After a fleeting extroversion, Robert had recoiled observing the waves with a taciturn air.

"Everything okay, Robert?"

He emptied the bottle and dropped it on the sand.

"Eliana and I had another argument." Robert hesitated. "I assume Marco told you about our situation."

Marisa nodded and he went on: "It's getting harder to conciliate our differences. I have a gift and the obligation to alleviate the suffering of those who can't pay for medical care, but she won't accept that I devote myself to social projects."

"It was like that with Haiti?"

"It was like that with a number of things. Eliana doesn't understand me." Robert stood up. "Want to go for a swim?"

They waded into the sea and floated amid few words. Afterward the two stretched on their stomachs on the edge of the water with their elbows buried in wet sand and the waves licking their legs.

Robert broke the silence without looking at Marisa.

"Don't you think Eliana and Marco seem too close?"

"What do you mean?"

"I wonder if they were just friends in San Francisco. It's been more than an hour since they left. The bar is less than fifteen minutes away."

Robert had guessed her thoughts and, nevertheless, she opted to dismiss his question. The answer disturbed her. Marco and Eliana's delay haven't gone unnoticed to her and it occurred to Marisa a progression of conjectures she was trying to keep at bay. Marco and Eliana in a lively conversation, stares, smiles, maybe a joke serving as an excuse for a dissimulated touch. Or something slightly different: the two of them deep in the forest, kisses, caresses underneath their swimsuits, body fluids.

No, absolutely not. Marco wouldn't do that, he himself had said he didn't tolerate betrayal. It was true that, when passion shot up to the brain, ethics and moral principles sank to the ground. At that point of her reasoning, Marisa rebuffed firmly: "Marco wouldn't lie to me."

"I'm not saying he and Eliana have necessarily lied," Robert clarified after a moment. "Sometimes people omit certain things to avoid problems. That's the reality of life. Imagine if in the past their bond went beyond friendship. Now they meet again and the situation has changed because each is in a relationship with someone else. But it may be that the attraction persists. In that case, the natural reaction is to omit their former relationship to avoid friction with you and me."

There was no way of refuting his logic. Marisa's apprehension elided into an inexplicable embarrassment at his gaze.

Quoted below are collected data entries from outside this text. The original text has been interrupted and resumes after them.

PR #4363, opened 2021-03-19
correct list of version to upgrade from

jguay:
currently 1.4 doc mentions upgrade from `It is compatible with the previous GA releases (1.0.x, 1.1.x and 1.2.x)` omitting 1.3.x, changing wording to `(1.0.x and higher)` to try to avoid same issue if/when we release a 1.5.x


alaudazzi (approved):
LGTM

barkbay:
I'll take care of the "backport" to master and 1.5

"Those are just conjectures, Robert. Instead of making suppositions, it would be more productive if you spoke to your wife and dealt with the facts. Everything's gonna be all right."

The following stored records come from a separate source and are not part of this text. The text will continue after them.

PR #4368, opened 2021-03-22
Fix case of variables in readiness probe

m1pl:
The readiness check fails in k8s because of this.

### DIFF
--- a/pkg/controller/elasticsearch/nodespec/readiness_probe.go
+++ b/pkg/controller/elasticsearch/nodespec/readiness_probe.go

Marisa added the last sentence to comfort him, even though she knew it wasn't more than a commonplace emptied of meaning by repetition. She scooped a heap of damp sand, sifting it between her fingers. A form began to take shape—the tower of an awkward castle.

"My relationship with Eliana has been alternating highs and lows, but crisis became the rule, not the exception. I gave it a lot of thought and concluded we've never had anything in common. Why did we get married? This is what I've been asking myself."

"Things happen for a reason. They happen because we need to learn something."

Her intonation, overly assertive, was intended to end the discussion. Marisa didn't want to listen to Robert questioning his marriage, for that forced her to question her own relationship with Marco.

But he carried on.

"I agree, Marisa. However, now it's the time to rewrite this script and stop going through the motions just for the sake of habit and accommodation. Now I know exactly what I want."

"And what do you want?"

"You know the answer."

Robert poured more sand onto the tower. It oscillated.

Marisa sensed she was entering an increasingly unstable terrain. She pressed the sand hard. Her heart beat fast in the same rhythm of her hands. Determined, Marisa grabbed another handful of sand. It would be a tall tower, she decided. A tall and strange tower, with its surface covered in bulges like a baroque pearl. It would be...

The tower collapsed.

"I'm in love with you, Marisa."

Robert's irises scintillated and enveloped her in a diaphanous caress. His body seemed to vibrate with the force of a want that found resonance in hers. Confused, Marisa straightened herself to rinse her hands and concentrated on brushing the fine sand from her bikini. Robert ran his fingers on the red strap dotted with white grains, lingering on the bowknot that covered the rose tattoo on Marisa's neck. Her skin stroked by the sun bristled. Time stopped and soared, soared in suspension. Then his words deafened her, hurling her into a vertiginous kaleidoscope. Marisa and Marco. Marco and Eliana. Eliana and Robert. Robert and Marisa...

She made a motion to touch his face and test her own reaction. She wanted to feel Robert's warmth—to make sure it was real.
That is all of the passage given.